Your task -> The reply should consist of the full listing, repeated word for word.

The data ->

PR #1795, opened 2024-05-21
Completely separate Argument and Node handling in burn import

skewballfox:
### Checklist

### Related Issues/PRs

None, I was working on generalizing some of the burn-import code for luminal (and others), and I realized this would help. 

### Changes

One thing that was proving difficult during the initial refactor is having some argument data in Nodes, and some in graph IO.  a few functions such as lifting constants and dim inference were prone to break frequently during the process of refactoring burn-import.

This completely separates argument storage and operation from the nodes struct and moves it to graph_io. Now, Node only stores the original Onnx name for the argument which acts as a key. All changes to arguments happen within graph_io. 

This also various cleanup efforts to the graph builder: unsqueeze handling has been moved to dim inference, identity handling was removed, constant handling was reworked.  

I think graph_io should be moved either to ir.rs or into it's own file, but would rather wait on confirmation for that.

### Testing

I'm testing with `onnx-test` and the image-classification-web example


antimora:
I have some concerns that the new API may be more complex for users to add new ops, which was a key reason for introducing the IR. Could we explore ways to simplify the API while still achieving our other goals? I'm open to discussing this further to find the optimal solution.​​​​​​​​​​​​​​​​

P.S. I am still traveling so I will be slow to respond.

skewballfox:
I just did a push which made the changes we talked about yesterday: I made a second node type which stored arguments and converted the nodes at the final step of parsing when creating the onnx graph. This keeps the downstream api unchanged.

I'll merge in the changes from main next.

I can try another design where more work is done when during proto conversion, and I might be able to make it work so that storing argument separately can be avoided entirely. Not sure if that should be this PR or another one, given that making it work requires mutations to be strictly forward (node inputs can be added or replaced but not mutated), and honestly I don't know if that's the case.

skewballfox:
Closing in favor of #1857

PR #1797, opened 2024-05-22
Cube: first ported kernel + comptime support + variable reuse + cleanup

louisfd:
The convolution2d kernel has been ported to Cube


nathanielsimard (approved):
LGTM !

Reply to the exercise ->
PR #1795, opened 2024-05-21
Completely separate Argument and Node handling in burn import

skewballfox:
### Checklist

### Related Issues/PRs

None, I was working on generalizing some of the burn-import code for luminal (and others), and I realized this would help. 

### Changes

One thing that was proving difficult during the initial refactor is having some argument data in Nodes, and some in graph IO.  a few functions such as lifting constants and dim inference were prone to break frequently during the process of refactoring burn-import.

This completely separates argument storage and operation from the nodes struct and moves it to graph_io. Now, Node only stores the original Onnx name for the argument which acts as a key. All changes to arguments happen within graph_io. 

This also various cleanup efforts to the graph builder: unsqueeze handling has been moved to dim inference, identity handling was removed, constant handling was reworked.  

I think graph_io should be moved either to ir.rs or into it's own file, but would rather wait on confirmation for that.

### Testing

I'm testing with `onnx-test` and the image-classification-web example


antimora:
I have some concerns that the new API may be more complex for users to add new ops, which was a key reason for introducing the IR. Could we explore ways to simplify the API while still achieving our other goals? I'm open to discussing this further to find the optimal solution.​​​​​​​​​​​​​​​​

P.S. I am still traveling so I will be slow to respond.

skewballfox:
I just did a push which made the changes we talked about yesterday: I made a second node type which stored arguments and converted the nodes at the final step of parsing when creating the onnx graph. This keeps the downstream api unchanged.

I'll merge in the changes from main next.

I can try another design where more work is done when during proto conversion, and I might be able to make it work so that storing argument separately can be avoided entirely. Not sure if that should be this PR or another one, given that making it work requires mutations to be strictly forward (node inputs can be added or replaced but not mutated), and honestly I don't know if that's the case.

skewballfox:
Closing in favor of #1857

PR #1797, opened 2024-05-22
Cube: first ported kernel + comptime support + variable reuse + cleanup

louisfd:
The convolution2d kernel has been ported to Cube


nathanielsimard (approved):
LGTM !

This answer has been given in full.